Deep dive into Chord for Distributed Hash Table

Abhijit Mondal
15 min readMay 18, 2023

In a distributed hash table, a hash table with N keys is partitioned into M partitions or nodes. This is done in order to handle large number of keys and queries that exceeds the limitations of a single machine CPU and RAM.

For e.g. if the size of a hash table is 10TB, and a single machine can only handle 10GB of in-memory data and 100K requests per second, then to handle say 5 million RPS, we would need approximately:

max(10TB/10GB, 5million/100K) = max(1024, 50) = 1024 machines.

Although there are several challenges going from a single machine to a distributed setting with M machines, for this post we will concern ourselves with the following problems:

  1. When a client issues a PUT or a GET command, how the request is routed to the correct machine/partition efficiently?
  2. How to ensure high availability in the face of some machines not responding?

Keys are assigned to machines using the Consistent Hashing protocol.

Let H be some hash function that generates hash values uniformly over the range [0, P). For each machine, we compute its hash using its machine id Q.

Machine hash = H(Q)

Similarly for each key, K, we compute its hash using the same hash function H i.e. H(K).

K is assigned to Q, if H(Q) is the ‘next higher’ hash of H(K) among all possible Q’s i.e. the smallest machine hash greater than equal to H(K).

Although the definition above is loose when we are talking about a ring like architecture. More accurate would be to say that H(Q) is the next hash in the clockwise direction from H(K).

What are some routing options in the consistent hashing ring?

When a client sends a PUT or a GET request, the request will come to one of the machines (most likely the one closest to the client). The key K in the request is either intended for the machine or its not.

If its intended for that machine (with a probability of 1/M), then it can update its own hash table (if its a PUT) or retrieve the value for the key (if its a GET) and send back to client.

But the probability, that it is not intended for itself is (M-1)/M, which is much greater. In such a case how should the machine forward the request to the correct machine?

One possible solution is to store an entry table at each machine with the hash of each machine and the corresponding endpoint (to forward the request). The endpoint could be a HTTP(s) URL, a TCP socket etc.

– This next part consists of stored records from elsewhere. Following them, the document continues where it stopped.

PR #265, opened 2019-07-16
Clipper backend

kevinqi34:
Should we not allow users to clip to 1 frame. 
I can prevent them in the front end.

### DIFF
--- a/eta/core/datasets.py
+++ b/eta/core/datasets.py
@@ -1241,7 +1241,7 @@ class BuilderVideoRecord(BuilderDataRecord):
             "clip_start_frame",
             "clip_end_frame",
             "duration",
-            "total_frame_count"
+            "total_frame_count",
         ]
         return attrs
 
@@ -1390,9 +1390,18 @@ class Clipper(DatasetTransformer):
                     clip_duration = int(end_frame - start_frame + 1)
                     if clip_duration < int(self.min_clip_len):
                         break
-                print(str(start_frame) + ' ' + str(end_frame))
+                self.add_clipping(start_frame, end_frame, record, src.records)
                 start_frame += self.clip_len
                 start_frame += self.stride
+
+    def add_clipping(self, start_frame, end_frame, old_record, records):
+        frame_rate = old_record.frame_rate
+        new_record = old_record.copy()
+        new_record.start_frame = start_frame
+        new_record.clip_end_frame = end_frame
+        new_record.total_frame_count = end_frame - start_frame + 1
+        new_record.duration = round((end_frame - start_frame) / frame_rate, 3)
+        records.append(new_record)
 
 
 class DatasetTransformerError(Exception):
--- a/eta/core/datasets.py
+++ b/eta/core/datasets.py
@@ -1195,6 +1195,7 @@ class BuilderVideoRecord(BuilderDataRecord):
         self.total_frame_count = metadata.total_frame_count
         self.duration = metadata.duration
         self.clip_end_frame = metadata.total_frame_count
+        self.frame_rate = metadata.frame_rate
 
     def build(self, dir_path, filename, pretty_print=False):
         self._extract_video_labels()
@@ -1348,9 +1349,17 @@ class SchemaFilter(DatasetTransformer):
 class Clipper(DatasetTransformer):
     '''
     Clip longer videos into shorter ones, and sample at some stride step
+
     '''
 
     def __init__(self, clip_len, stride, min_clip_len):
+        '''Creates a Clipper instance.
+
+        Args:
+            clip_len: number of frames per clip
+            stride: gap between clips in frames
+            min_clip_len: minimum number of frames allowed
+        '''
         self.clip_len = clip_len
         self.stride = stride
         self.min_clip_len = min_clip_len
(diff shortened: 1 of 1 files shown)


eta/core/datasets.py
```diff
@@ -1372,7 +1381,27 @@ def transform(self, src):
...
+                self.add_clipping(start_frame, end_frame, record, src.records)
+                start_frame += self.clip_len
+                start_frame += self.stride
+
+    def add_clipping(self, start_frame, end_frame, old_record, records):
+        frame_rate = old_record.frame_rate
+        new_record = old_record.copy()
+        new_record.start_frame = start_frame
+        new_record.clip_end_frame = end_frame
+        new_record.total_frame_count = end_frame - start_frame + 1
```
benjaminpkane: `total_frame_count` and `duration` are with respect to the raw video. So you should not change these.

eta/core/datasets.py
```diff
@@ -1372,7 +1381,27 @@ def transform(self, src):
...
+                if end_frame > record.clip_end_frame:
+                    end_frame = record.clip_end_frame
+                    clip_duration = int(end_frame - start_frame + 1)
+                    if clip_duration < int(self.min_clip_len):
+                        break
+                self.add_clipping(start_frame, end_frame, record, src.records)
+                start_frame += self.clip_len
+                start_frame += self.stride
+
+    def add_clipping(self, start_frame, end_frame, old_record, records):
```
benjaminpkane: This can probably be a private function. Only `transform` will ever be called on a `DatasetTransformer`.

eta/core/datasets.py
```diff
@@ -1372,7 +1381,27 @@ def transform(self, src):
...
+        frame_rate = old_record.frame_rate
+        new_record = old_record.copy()
+        new_record.start_frame = start_frame
+        new_record.clip_end_frame = end_frame
+        new_record.total_frame_count = end_frame - start_frame + 1
+        new_record.duration = round((end_frame - start_frame) / frame_rate, 3)
```
benjaminpkane: Could you remove `frame_rate`? Knowing that you don't have to change `duration`, you shouldn't need it.

eta/core/datasets.py
```diff
@@ -1372,7 +1381,27 @@ def transform(self, src):
...
+                    clip_duration = int(end_frame - start_frame + 1)
+                    if clip_duration < int(self.min_clip_len):
+                        break
+                self.add_clipping(start_frame, end_frame, record, src.records)
+                start_frame += self.clip_len
+                start_frame += self.stride
+
+    def add_clipping(self, start_frame, end_frame, old_record, records):
+        frame_rate = old_record.frame_rate
+        new_record = old_record.copy()
```
benjaminpkane: Thank you!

The machine can then do a lookup in O(M) time if the entries are not sorted by the hash value or in O(logM) time if they are sorted by hash values.

Then forward the request to the endpoint whose hash value comes next in clockwise direction from K, in the consistent hashing ring.

def next_machine(entry_table, inp):
min_d = 1 << 32
ep = None

for hash, endpoint in entry_table:
# Find the closest machine to inp in clockwise direction
# from inp
if inp <= hash and (hash-inp) < min_d:
min_d = min(min_d, hash-inp)
ep = endpoint

# input hash could be higher than maximum hash among all machines
# which implies that it should go to the 1st machine because its
# a ring
if ep is None:
ep = entry_table[0].endpoint

return ep

# Using binary search on sorted hashes
def next_machine(sorted_entry_table, inp):
left, right = 0, len(sorted_entry_table)-1
ep = sorted_entry_table[0].endpoint

while left <= right:
mid = (left+right)/2

if sorted_entry_table[mid].hash >= inp:
ep = sorted_entry_table[mid].endpoint
right = mid-1
else:
left = mid+1

return ep

The space complexity of storing the entry table is O(M). But the hop complexity to route to the correct machine is O(1) because the key reaches its intended machine is either 1 step or 2 steps.

Also whenever a new machine joins, it has to inform all existing machines in the ring, which incurs a cost of O(M) messages.

Another approach could be to only store an entry table at each machine with only the next and previous machines in the ring.

In this setting, whenever a key K is not intended for the machine it will forward the key to its successor machine and so on until it reaches the correct machine.

The space complexity of storing the entry table is O(1). But the hop complexity to route to the correct machine is O(M) because in the worst case the key has to traverse M-1 machines before reaching the correct one.

Whenever a new machine joins, it has to inform only its successor and predecessor i.e. O(1) messages during joins.

One might argue that the former approach is better because the cost of network I/O in the 2nd approach for each PUT or GET request offsets any advantage gained using a smaller entry table since in most real life applications M could be well below 1000.

Also new machines join an existing cluster not as frequently as PUT or GET requests come.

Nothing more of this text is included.